Qui plus est, à l’époque de l’accident c’est surtout l’iode 131 qui posait problème, à cause de sa volatilité et de son tropisme pour la glande thyroïde. Mais avec 8 jours de période seulement, il a depuis totalement disparu et n’existe plus dans les fumées actuelles.
Une peur infondée
D’un point de vue psychologique, il est intéressant de s’interroger sur ce sursaut d’angoisse généré par un feu de forêt, au simple motif qu’il concerne des zones contaminées par de la radioactivité… il y a 34 ans ! Les monstrueux incendies qui ont récemment ravagé l’Australie ont beaucoup ému l’opinion, à juste titre, mais à notre connaissance n’ont jamais été commentés sous l’angle de la radioactivité. Aurait-on étudié celle-ci, qu’on aurait très probablement mis en évidence dans les fumées, la présence de radionucléides… naturels ! Dans la même veine, les aérosols monstrueux générés par l‘éruption de l’Eyjafjallajökull, en 2010 en Islande, qui ont cloué les avions au sol car on craignait l’encrassement des réacteurs, contenaient deux à trois fois plus de becquerels par mètre cube que le nuage de Tchernobyl. Personne ne s’en est ému, les volcans à la différence des centrales nucléaires, étant des entités « naturelles ».
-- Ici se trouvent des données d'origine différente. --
PR #1359, opened 2017-08-11
Change mouse cursor for placeholder to I-beam

gvx:
| Q                | A
| ---------------- | ---
| Bug fix?         | yes
| New feature?     | no
| BC breaks?       | no
| Deprecations?    | no
| Fixed tickets    | 
| License          | MIT

### Description

Change mouse cursor for placeholder from default to I-beam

Il n’y a donc aucune raison de s‘émouvoir, non pas des incendies eux-mêmes, mais du rejet tardif de radioactivité résiduelle liées à ces incendies, qui sont typiquement un non-évènement.
(1) La limite réglementaire pour une personne du public est de 1mSv par an
(2) Certains médias seraient à l’origine de l’expression « le nuage s’est arrêté à la frontière », interprétant les déclarations lénifiantes du pouvoir selon lesquelles les conséquences sur notre territoire étaient négligeables.